PR #1295, opened 2026-06-04
feat(walmart): bot detection pattern

oshimayoan:
Adds a distillation pattern for the PerimeterX "Robot or human?" challenge modal that appears on walmart.com. Signals `captcha` error and stops the flow when `#px-captcha` is detected.

### DIFF
--- a/getgather/mcp/patterns/walmart-bot-detection.html
+++ b/getgather/mcp/patterns/walmart-bot-detection.html
@@ -1,0 +1,8 @@
+<html gg-domain="walmart.com" gg-priority="9">
+  <head>
+    <title>Walmart Bot Detection</title>
+  </head>
+  <body>
+    <div gg-stop gg-error="captcha" gg-match="div#px-captcha"></div>
+  </body>
+</html>


getgather/mcp/patterns/walmart-bot-detection.html
```diff
@@ -0,0 +1,8 @@
+<html gg-domain="walmart.com" gg-priority="9">
+  <head>
+    <title>Walmart Bot Detection</title>
+  </head>
+  <body>
+    <div gg-stop gg-error="captcha" gg-match="div#px-captcha"></div>
```
faisalive, line 6: Do we want to handle Walmart bot detection exactly the same way as Amazon captcha detection (i.e., recreate the browser up to 3 times)?

On Amazon, the captcha is shown after the user enters their email address (before signing in).

On Walmart, however, bot detection can sometimes appear after the user signs in and accesses the Orders page.

oshimayoan: Yeah, Walmart is kinda tricky because of that. I don't think following Amazon approach is a good call because of that condition where it could happen after user signed in. We can't confuse user by asking them to re-login right after they just logged in, in case the bot detection shows up in orders page.

But on the other side, I'm not sure whether user will get the bot detection as well when they open Walmart directly on their browser after it happened on flyfleet

broerjuang: How often the bot detection appears on flyfleet compared to lambda?

faisalive (approved):

PR #1297, opened 2026-06-05
feat(walmart): support "Text me" button variant in choose-method pattern

oshimayoan:
Adds "Text me" to the submit button XPath in the choose-method pattern to cover a Walmart sign-in variant that uses that label instead of "Sign in" / "Request code" / "Continue".

Firefox Developer Edition 2026-06-05 16 07 56


faisalive (approved):
🚀

Issue #82, opened 2017-02-28
Getting a 2.0 out


kal:
I'd like to get folks views on the next dotNetRDF release both in terms of its scope and its numbering.

Rob had started work on a complete redesign of the DNR API, slating it for a 2.0 release. However not a lot has been done on that recently, although I really do want to get around to it as there is a lot of good stuff in there and scope for really tidying up some of the rougher edges in the 1.0 API.

In the meantime, .NET has moved forwards and we really need to update the packaging of the library to reflect this. That means in particular migrating to .NET Core (see #76), and as a result possibly dropping support both for .NET 3.5 and for signed assemblies, both of which would break the build for those depending on them. 

Originally my plan was to work on 2.0 as a .NET Core library and leave 1.0 with its legacy" .NET platform targeting, but a 2.0 release (with the new APIs) is too far off.

So, I propose (spurred on by @tpluscode) to do some work now to get the existing DNR APIs built to target .NET Core (probably targeting the netstandard 1.0 and 1.4 platforms). 

So, should this release be numbered 1.1 or 2.0 ? My thought is that 2.0 would be a better choice because we know it is going to break some builds just because of the change in platform targetting. It also gives us the opportunity to look at some of the existing issues such as #79 where there are proposals to change existing APIs. Then that would mean that the full API redesign would be slated for a future 3.0 release instead and so would leave us with:

1.0.x = legacy platform targeting (.NET 3.5, .NET 4.0, PCL, Xamarin) & signed with the old key.
2.x = .NET Core build (netstandard 1.0 and 1.4), some minor API tweaks and breakages but for the most part API-compatible with 1.0.x
3.x = DNR-vNext with completely reworked APIS

How does that sound? @tpluscode, @rvesse any thoughts?

tpluscode:
I think I agree. Cleaning up the build may or may not lead to actual breaking changes although going straight to 2.x would send a clear message that things have changes substantially. The opportunity to do some actually breaking but minor changes could also be good.

The only thing I'm worried about is merging any of those changes (both in build and library) into the future 3.x branch. I suspect that some of that work would have to be done twice.

Finally, do you propose supporting both 1.0.x and 2.x in the long run?

kal:
[...]

Issue #76, opened 2017-02-24
Move to .NET Core/Standard


tpluscode:
@kal, I see that you created the [feature-dotnetcore-build](https://github.com/dotnetrdf/dotnetrdf/tree/feature-dotnetcore-build) branch. The NuGet packages also already come with .NET Standard builds although I don't see any `dotnet`-related stuff in the repo.

How would you feel about attempting to migrate to `project.json`. I know it's being replaced be new `csproj` but personally I've had a hard time getting VS2017 to work. Until it's ready and stable how about we try moving on. It should simplify to repository a great deal where we currently have the project sync and multiple csprojs for each target.

tpluscode:
Oh, my bad. I completely missed the netcore folder. With `xproj`/`project.json` we should be able to have only a single project.

tpluscode:
I've successfully converted a good portion of the libraries and unit tests. A problem I've encountered and don't how to overcome is wrt running tests against portable build. It seems it's not possible with current tooling, because `dotnet` test runner depends on 3rd party packages which don't target PCL.

@kal do you think we have to support PCL or maybe it would be possible to do down to .NETStandard 1.0 or 1.1 instead which cover most of the same platforms?

kal:
IIRC there is a trade-off between functionality and platform support here. 

If possible I would be in favour of just building .NETStandard 1.0 and .NETStandard1.4 targets (with the former being probably as constrained in its features as our current portable library build is), and dropping all of the other variants (including the .NET 3.5 library support). This would possibly break builds for people still trying to support those older .NET platforms - but I'm not sure if there is anyone out there with that sort of hard requirement.

kal:
@tpluscode - Can you commit what you have done so far as a separate branch. Then perhaps we can look at simplifying things further and at issues like PCL support.

tpluscode:
Sure, I'll work some more on this to the point that at least libraries and tests work and I'll push a branch. And net35 isn't a problem unless we'd want to go for 4.5+

kal:
Cool! 🍾 

I would like us to also look at splitting out all the non-core libraries (SPIN, FullText, and the tools) into their own separate GitHub projects and let them version at their own speed and in that way we can further simplify the  core library repository. So if you can just get to the point where the core libraries and their tests are working that would be really useful.

tpluscode:
> their own separate GitHub projects

Agreed! I was thinking the same but about GUI tools.

Issue #75, opened 2017-02-24
Bring back CI


tpluscode:
Back in the day we used my TeamCity too build dnr and run tests. @kal, are you now only running that stuff locally?

I think we should move forward and set up Appveyor. I remember that some tests would fail intermittently (such that relied on dbpedia, etc). Some of them also took quite long. We'll have ignore those tests from running on CI because Appveyor has a limit of 30 minutes for build

kal:
Yep, currently I just run the tests locally. 

A little while ago I got the BrightstarDB build running on AppVeyor, but it is currently broken again because they made some changes to their Xamarin support :-(. However, I like the system and its integration into GitHub and I think it makes sense to do the work necessary to get a build working. I'd be up for doing this, perhaps once we have completed work on #76

tpluscode:
I guess that we could start experimenting on that as soon as I push a half-done branch for #76. Should be later this week.

kal:
Yes definitely!

PR #84, opened 2017-03-04
Building entire solution with dotnet

### LINKED ISSUE #2: Repository restructuring
The main idea with this proposal is to make it easier to work with the source code repo by moving some of the "subprojects" into their own repository. I think it might make sense to do this in stages, start with the really obvious things that can be easily split out from the main repo and then work with that for a bit and see if it makes sense to further split the main repo or the other repos. So I would propose that we end up with the following repos:
- dotnetrdf - the core libraries and all of their related tests (this is Libraries/core and Testing in the original repo)
- samples - sample applications; the contents of the Samples directory in the original repo
- utilities - the rdf tools such as the editor, sparql gui and so on; the contents of the Utilities directory in the original repo plus the editor and editor.wpf projects from the Libraries directory in the original repo.
- virtuoso - the Virtuoso data library
- fulltext - the fulltext indexing library
- spin - the SPIN library

Where references between the different repos is necessary, this can be done using Git submodules.

See also #3

tpluscode:
This PR is to address issues #76, #75 as a side-effect, and partially #82. When complete, it should pretty much resolve #2.

There is buttload of changes, so here's what I've already done and what I have planned for this pull request:

* [x] remove csproj-per target with single, which builds for all platforms
* [x] build system
  * [x] remove remnants of NAnt
  * [x] remove project sync
  * [x] add versioning (I already mentioned GitVersion)
  * [x] make sure signing works
  * [x] replace `.nuspec` with configuration in `*.csproj`
* [ ] running tests
  * [x] convert NUnit to xUnit
  * [x] tests runnable with `dotnet test`
  * [x] tests runnable with VS. don't know why neither ReSharper, nor VS Test Explorer works
  * [ ] running tests for portable build (probably won't be possible unless we move to Standard 1.1 or so)
* [ ] hook up CI
  * [x] create appveyor config
  * [x] running only fast unit tests and such that don't rely on network
  * [x] report unit tests in CI builds
  * [ ] set up NuGet environment


tpluscode:
@kal can you please add an Appveyor web hook to the repository?

kal:
@tpluscode - there is a webhook alreaady there in the settings. I'm guessing AppVeyor added it automatically when you added it as a project (or maybe when I did).

Whats the best way to arrange access to the AppVeyor project? Should I create a dotnetrdf team on my AppVeyor account?

tpluscode:
Please do. I was looking for a way to create a dotNetRDF team but couldn't find it. I use tomasz@t-code.pl on Appveyor

kal:
You should be added as an admin now. I haven't added any projects to the
account for now. I'll let you have that fun with the dotnetrdf project.
I'll look at adding VDS.common later...

tpluscode:
Would you mind me renaming it simply dotNetRDF?

kal:
Do you mean renaming the appveyor account? You can try but I think there is
one that it clashes with...

tpluscode:
How curious. Did @rvesse ever set one up?

tpluscode:
About that webhook, apparently it's not working. Me pushing to the branch didn't trigger a build. I'm guessing because I'm not an admin on GitHub. Do you see a way to add one manually?

tpluscode:
wrt. `nuspec`. Do we want to keep the readme file displayed when installing?

kal:
@tpluscode I've updated the webhook, using the URL provided in the AppVeyor project configuration. Can you try a push and see if it works for you now?

wrt nuspec and readme - I have no strong feeling for keeping the readme displaying when you install the NuGet package. If it is a problem for the project.json, then I say just drop it.

tpluscode:
webhook works :+1: 

The readme is not really a problem. I noticed however that it's probably a little outdated. Just another item to keep track of which personalny is just an annoying tab which opens after installing a package

kal:
I'd be happy to get rid of the readme from the nuget package. As you say, it is one more thing to forget to update...
Lets kill it - we can always bring it back if it turns out that everyone really loved that annoying tab :-)

kal:
Now that the net core tools are updated, I think it would be good to migrate to .csproj as part of this work - what do you think @tpluscode ?

tpluscode:
Will definitely give that a try although on my personal laptop I've been having issues with VS2017 RC so it may be bumpy for me. Unless JetBrains Rider supports it.

tpluscode:
Good grief! They may have made dotnet RTM but 3rd party vendors are struggling. I tried updating to the new tooling and now NUnit isn't supported (see nunit/dotnet-test-nunit#108). On the good side, it seems quite pleasant to work with VS Code but not being able to run tests yet is a PITA.

kal:
@tpluscode hmmm - no unit tests is not good. Did you try the workaround posted on nunit/dotnet-test-nunit#108?
I've tried some porting locally using VS2017 and hit multiple issues so I haven't got as far as getting unit tests working yet, but I don't want to commit that because (a) its a mess! and (b) I don't want to have massive conflicts with the work you have been doing. 

So, it would be good if you could commit what you have done up to now. You could either commit on to this branch which we can just keep working until either NUnit is updated or one of us gets the energy to move the tests to xUnit ;-) or if you prefer, maybe start a separate branch. Given that the goal is really to get all of this going in VS 2017/VS Code I think it would be worth just committing to this branch knowing that for now it will break our unit tests. At least with something committed I might be able to help out with some of the porting work if I get some free time.

tpluscode:
xUnit is a possibility. I did try starting that yesterday but decided it was too much. However I still prefer that (or wait till NUnit works) rather than the wonky workaround. Reminds me of how we'd run tests years back when VS Express couldn't and we hooked up `nunit.console.exe` from a console project. Yuk!

Anyways, I'll push the migrated csprojs. Do you have VS2017 set up already? It installed fine on my work computer so I can continue there.

kal:
Yeah the migration to xUnit would be painful, but I did it a while ago on another project and in the long run I think it would be the way to go. I could take on that pain though :-)

I have VS2017 all set up and ready to go!

Libraries/dotNetRDF/dotNetRDF.csproj
```diff
@@ -64,6 +66,7 @@
   </ItemGroup>
 
   <ItemGroup Condition=" '$(TargetFramework)' == 'net40-client' ">
+    <PackageReference Include="Newtonsoft.Json" Version="8.0.3" />
```
tpluscode: Why different versions of Json.Net?

kal:
9.0.1 doesn't support net40-client. But actually I removed that target
framework so this section can come out.

tpluscode:
You think that we should drop client profile targets too?

tpluscode:
> 9.0.1 doesn't support net40-client

And actually, are you sure? With project.json everything built fine with 9.0.1 in all targets...

kal:
I'll check, but it wasn't listed as a supported framework on nuget...and VS
was refusing to build the net40-client with an error message that indicated
that this was the problem.

I'm ambivalent about the client frameworks. If they build with minimal fuss
then that's all cool, but if they are a PITA to include I would rather drop
them and spend my energy elsewhere!

On 15 Mar 2017 8:57 a.m., "Tomasz Pluskiewicz" <notifications@github.com>
wrote:

9.0.1 doesn't support net40-client

And actually, are you sure? With project.json everything built fine with
9.0.1 in all targets...

—
You are receiving this because you were mentioned.

Reply to this email directly, view it on GitHub
<https://github.com/dotnetrdf/dotnetrdf/pull/84#issuecomment-286679149>,
or mute
the thread

tpluscode:
I don't disagree. I'm just surprised ;). I wonder if people actually used the client profile builds...

kal:
For the sake of sanity and moving things forwards, I've trimmed the target frameworks down to netstandard1.4, net40 and net40-client. So I've ditched net35, net35-client and the PCL build.

kal:
One other thing I've noted is that the netstandard1.4 has compiler flags that exclude quite a lot of functionality. I originally put these in as a quick and dirty fix for the lack of compatible APIs in the target framework. It would be good to see if we can find a way to add back the support. The flags currently defined are:

- [ ] NO_SYSTEMCONFIGURATION - this indicates that the System.Configuration.ConfigurationManager API is not available and disables support for the ConfigurationLoader. We could maybe add a NetcoreConfigurationLoader to replace this functionality using the .NET Core configuration APIs
- [ ] NO_PROXY - this indicates that the System.Net.WebProxy API is not available and disables proxy support in a number of HTTP endpoint implementations.
- [ ] NO_XSL - this indicates that the System.Xml.Xsl namespace is not supported. It disables support for XSL stylesheets in the TriX parser and disables the SparqlXsltWriter. I'm not sure there is anything we can do about this one.
- [ ] NO_HTMLAGILITYPACK - indicates that the HtmlAgilityPack library is not available. This means no RDFa parser amongst other things :-(
- [ ] NO_DATA - this indicates that the System.Data.DataTable API is not available. It just disables the APIs that allow graphs and SPARQL results to be acccesed as a DataTable, so not really a problem I think.
- [ ] NO_WEB - this has a huge impact in terms of supported features and needs a bit of careful review because I think that in many places we do have access to the required APIs. Needs further investigation.
- [ ] NO_PROCESS - indicates no support for starting external processes (ProcessStartInfo API?). Only used by the GraphVizGenerator class.
- [ ] NO_URICACHE - indicates that the VDS.RDF.Parsing.UriLoaderCache class is not included and disables the use of that cache in the UriLoader class.


I think it would be worth going through each one and making a call on whether it stays in as a compiler flag or we do something to work around it for this target profile.

tpluscode:
wrt to HtmlAgilityPack, we could replace it with [AngleSharp](https://www.nuget.org/packages/AngleSharp/). It's new, shiny and supports it all down to PCL and Standard 1.0

tpluscode:
> we could replace it with AngleSharp
that said I'd create separate tasks for this and cleaning up the compiler symbols

kal:
I agree. I'm in the middle of porting the tests to xunit so we can
reinstate that bit if the build.

tpluscode:
Not sure why, but the unit test project fails to restore via the `sln` file:

> warning MSB4121: The project configuration for project "unittest" was not specified in the solution file for the solution configuration "Release|Mixed Platforms"

Not sure where it's coming from. I'm using VS Code and it doesn't work with solutions I think. While you work on xUnit, can you please look into that?

kal:
I'll take a look - which sln file are you trying to build ? I'm currently using dotNetRDF.NetCore.sln as it contains the minimal set of projects.

tpluscode:
I was using the "full" one. So maybe if you change the `dotnet restore` line in `appveyor.yml` it will do the trick?

kal:
The restore is working now and it looks like stuff is compiling. I think the appveyor build now needs some tweaking.

tpluscode:
Build now works and creates packages. Did you manage to finish migrating to xUnit? I tried running locally and got

> Starting test execution, please wait...
[xUnit.net 00:00:01.1177369] Skipping: dotNetRDF.Test (Could not find any of the following assemblies: xunit.execution.desktop.dll)
No test is available in E:\github\dotnetrdf\Testing\unittest\bin\Debug\net451\dotNetRDF.Test.dll. Make sure that installed test discoverers & executors, platform & framework version settings are appropriate and try again.

kal:
Just working on that now - its another target framework issue!

kal:
There are still a few test failures.

A bunch of tests are failing because I messed up one of the global search/replace regexes :-( - I'll just go through and manually fix them.

Another group of tests are failing because of a missing configuration file on the dotnetrdf.org server. A quick workaround for now will be to skip those files while I try and figure out what that file was! @rvesse if you have any pointers to the config file in the repository that would be great.

It looks like there may also be a few failures due to not finding an embedded resource or a content file, but I'll have to dig a bit deeper into that.

tpluscode:
I'm seeing a lot of

> VDS.RDF.XunitExtensions.SkipTestException : UnitTestConfig.properties cannot be found, to configure your test environment please make a copy of UnitTestConfig.template under the resources directory, add it to this project as a Content item and then edit it to match your test environment

and apparently the build hangs. The same happens to me locally. At some point I get `SkipTestException` and the is no more console output. Are you running the tests fine with VS?

kal:
Tests run fine in VS. Some tests run for a long time though, but they do
complete.

SkipTestException is the replacement for Asset.Inconclusive, and the test
that throws it should have a SkippableFact attribute on it (I may have
missed it in some places because its not always obvious).

tpluscode:
Funny how the test report on AppVeyor is inconsistent. Or is it that the test runs produce different results. I think I've seen both cases reported on AppVeyor's support page.

In any case, I see that most failed tests come from `VDS.RDF.Query`. Do you have an idea if there's a common cause? 

Other than that there's `ConfigurationImports4`, which I think passed in the previous build? 

Finally, `ParsingRdfXmlWithUrlEscapedNodes2` stands out, which is kind of weird. Without going into why the comparison fails, I'd say that assertion doesn't belong to that test case anyway. I would remove it and investigate separately if reported.

kal:
Smells like a parallelism issue. I spotted that several test classes are using the path "temp.ttl" or "resources\\temp.ttl" for their test data and as XUnit runs different test classes in parallel there is a chance that these classes will delete/overwrite each other's test data. I think the solution here is to use different temp file names in each class, so we can keep the parallelism.

A similar problem afflicts the Lucene tests which all share the same static index instance across several test classes. Here I think the best solution is to put all of the test classes into a single collection to force xUnit to run them serially with respect to each other.

tpluscode:
`dotnet test` still hangs at some point when running `ExplainProcessorTests` :(

kal:
I'm close to giving up on those full text tests. They shouldn't be running in parallel now, they work just fine on my local machine and I have no idea why they sometimes all pass on the build server and sometimes fail.

My only remaining guess is that there is some persistent state (again possibly something in the Options class) that another test is setting that causes these tests to fail. I noticed that if Options.AlgebraOptimisation is disabled, then the full text query processing doesn't happen (because its implemented as an optimisation), but I've modified the tests to explicitly set this option right before executing the query and still no joy...)

I'm going to try running the full text query tests in a separate run in the appveyor configuration and see if that helps, but if it doesn't I'm out of ideas :-(

kal:
Well, that didn't work either because it looks like the category filtering doesn't work with to != So I've reverted that change. I am now totally out of ideas. One possible (desperate) solution would be to move all the full text unit tests into a separate assembly (which would sort of make sense as the full text assembly is itself separate from the core assembly) - but if the issue is to do with the platform the unit tests are running on, then that won't help.

@tpluscode - any thoughts on how we should proceed from here?

tpluscode:
Whenever I run all tests (ReSharper) I consistently get 15-16 failures. `FullTextGraphScopingTests`, `FullTextOptimiserTests` and one or two tests from `QueryTimeouts`. 

Weird with these filters. I have another idea though. See latest commit

kal:
Nice idea! Let's see what happens...

tpluscode:
Bugger, builds fine locally. Let me fix that

tpluscode:
uh, oh. build successful but one failed test

kal:
Awesome work, thanks Tomasz!

I wonder if we should roll the tools into the build now or not. I would prefer to split them out into a separate project that consumes the core libraries via NuGet. If we agree on doing that then perhaps we should move on to creating a separate 'tools' repo (as a clone of this one?) and then we can continue tidying this repo up to remove the old NAnt build etc.

What do you think?

tpluscode:
Yes, I'd make the toolkit into a separate repo too. In fact I'll do it first thing. Not sure about samples. We could keep the versioning in sync on the major.minor level and let the lower number diverge. Shouldn't be a problem.

kal:
Currently the samples are not in any distribution (as far as I know), so letting them just exist as a separate repository seems to me like a good plan. We can tag with major.minor version and with each minor/major release we just update the NuGet references and make any changes required by breaking API changes. Other than maybe having an appveyor build to validate that everything compiles correctly against the referenced DNR version I think we don't need anything else for the samples repository.

tpluscode:
Kal, are you extracting the samples folder? If not I'll do it and preserve history.

Also, please create an environment on AppVeyor for NuGet and GitHub release. I think only you can get the API key for nuget and access token for GitHub?

kal:
Hi Tomasz, I'm traveling today so I won't get chance to extract the samples
today. If you could do it that would be great. I think the benchmarking
stuff could also go into the samples repo.

tpluscode:
In fact I did, shortly before you wrote. By benchmarking stuff you mean projects under `Testing` other than the uni tests project?

By the way, the timeout tests seem flaky. You have an idea how to fix them?

kal:
I was meaning just Testing/GraphBenchmarker. Is it possible to do Git magic to copy those files over with history? If not, I'll do it the cut-n-paste non-magic way :-)

Some of the query timeout test cases make assumptions about how long operations are taking, I think that occassionally we may just hit a case where a query gets executed faster than the timeout. For the most recent failure I've just dropped the query timeout threshold, but I think we need to look again at exactly what those tests are testing and figure out if there is a way to mock the rest of the execution so that it will always take longer than the timeout threshold.

tpluscode:
> Is it possible to do Git magic to copy those files over with history?

It should be possible. I'll try

kal:
I've added skeleton deployment sections for NuGet and GitHub with the API keys required for those method. I've set them both to only deploy from master. If we go for the "PR into master" approach for the repository, we may want to also set some additional rules for publishing releases...although I would be happy to experiment with simply publishing a new release each time we update master.

tpluscode:
Pushing automatically on master would mean that we keep develop, right? 

Also, let's discuss versions. Currently every build on master would get the same "stable" version, which is calculated as patch-increment of last tag stable tag. Current tag is `1.0.13-pre7` and so master gets version `1.0.13` which is the next. The thing is that each subsequent build will get the same number, which means you won't be able to update nuget.org. The only way is to tag master. This is called `ContinuousDelivery` in GitVersion and is the default behavior

The other way, called `ContinuousDeployment`, adds a prerelease tag to every build after tag appended with number of commits since that tag. Default is `-ci`. Currently the version would be `1.0.13-alpha72`. This is somewhat suitable provided we don't spam master with too many commits as I don't think we want a whole lot of prerelease packages on NuGet.

To sum up, I think we have three possible workflows:

1. No develop - `ContinuousDelivery`
    * Push everything to master
    * Tag next version
    * Wait for tagged commit to build
    * Push to nuget manually on AppVeyor
       * should be possible to push tags automatically, but [AppVeyor is weird in that regard](http://help.appveyor.com/discussions/questions/1810-deployment-to-github)
1. Develop & master - `ContinuousDelivery`
    * Accept PRs only to develop
    * When version is ready, merge to master 
        * possible release branch
    * Have AppVeyor build and push
    * Tag master whenever, because the version is the same for all commits between tags
1. Develop & master - `ContinuousDeployment`
    * Accept PRs to develop or master
    * When ready, merge to master 
    * Tag to have next stable release pushed

What do you think?

kal:
I'm willing to experiment with (1) because it feels like it will be a simpler and more streamlined process. Although I think I would prefer to still use PRs to update master rather than just push updates directly (especially with having Appveyor run the unit tests on the pull request as a useful smoke test for the update). The "pain" of having to manually force a nuget deployment from Appveyor isn't really an issue for me...especially when compared to our current deployment process!

tpluscode:
Definitely. I too send PRs to my own repositories to only merge when tests pass and code coverage is satisfactory.

kal:
Just to be sure I understand the ContinuousDelivery approach. Right now the last tag on master is `1.0.13-pre7`, so a merge of this branch into master would trigger a `1.0.13-pre7+1`. If we were then happy to release this as our `2.0.0-pre1` release we could tag master as `2.0.0-pre1` and when that tag gets pushed, Appveyor will do the build and (assuming the build succeeds) deploy a `2.0.0-pre1+0` release on GitHub (and if we want to we can push a `2.0.0-pre1` deployment to NuGet). And we just continue like that, tagging master with a SemVer for each release we want to deploy.

Is that correct? I hope so, because it sounds all good to me!

I've cleaned out the old NAnt and mercurial scripts from Build, so you can cross those items off the checklist. It might be good to get the Sandcastle documentation built as another artifact that we can include in the GitHub release, so maybe I'll take a quick look at adding that into the Appveyor script.

tpluscode:
Almost correct. Merging to master a well as any other commit would trigger `1.0.13` and it will stay until you tag again (or bump the version with commit message). The [documentation](https://gitversion.readthedocs.io/en/latest/more-info/version-increments/) explains why you don't get a new version with every commit by default.

> Semantic Versioning is all about releases, not builds. [...] All this effectively means that GitVersion will produce the same version NuGet package each commit until you tag a release.

You may want to read the page linked above to learn about additional options. But in general, yes, we would tag master with every release and publish those builds.

kal:
Yeah, I read that documentation and I'm still a bit confused about it, maybe its just really simple and I'm over-thinking it!

I think we are ready to merge this PR. I've added a short entry to the change log and bumped the major version in the commit message, so a merge into master will result in a 2.0.0 build - hope that's right! :-)

tpluscode:
GitVersion takes some getting used to and it is quite intimidating indeed ;)

Shall I change this PR to merge to master instead of develop then?

Also, nice work getting Sandcastle to build too. How are we publishing the docs? I'd probably add the chm to GitHub release and what about the zipped HTML version?

kal:
I think it would be worth adding both the zip and the chm to the GH
release. If you could merge this PR into master that would be great... I'm
going to be AFK for a while...

kal:
PR merged. I've also updated the repository settings so that the default branch is now master.

tpluscode:
I think we forgot last thing about the benchmark projects. I won't have the time today and likely hangover tomorrow. Please go ahead with just copying the non-magical way if you have a second.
== == ==
# WHAT NEEDS TO BE DONE
What you return must be an exact retyping of the lines above starting at the line with "When ready, merge to master" and ending at the line with "Is that correct?", and nothing besides.

# SOLVED PROBLEM
    * When ready, merge to master 
    * Tag to have next stable release pushed

What do you think?

kal:
I'm willing to experiment with (1) because it feels like it will be a simpler and more streamlined process. Although I think I would prefer to still use PRs to update master rather than just push updates directly (especially with having Appveyor run the unit tests on the pull request as a useful smoke test for the update). The "pain" of having to manually force a nuget deployment from Appveyor isn't really an issue for me...especially when compared to our current deployment process!

tpluscode:
Definitely. I too send PRs to my own repositories to only merge when tests pass and code coverage is satisfactory.

kal:
Just to be sure I understand the ContinuousDelivery approach. Right now the last tag on master is `1.0.13-pre7`, so a merge of this branch into master would trigger a `1.0.13-pre7+1`. If we were then happy to release this as our `2.0.0-pre1` release we could tag master as `2.0.0-pre1` and when that tag gets pushed, Appveyor will do the build and (assuming the build succeeds) deploy a `2.0.0-pre1+0` release on GitHub (and if we want to we can push a `2.0.0-pre1` deployment to NuGet). And we just continue like that, tagging master with a SemVer for each release we want to deploy.

Is that correct? I hope so, because it sounds all good to me!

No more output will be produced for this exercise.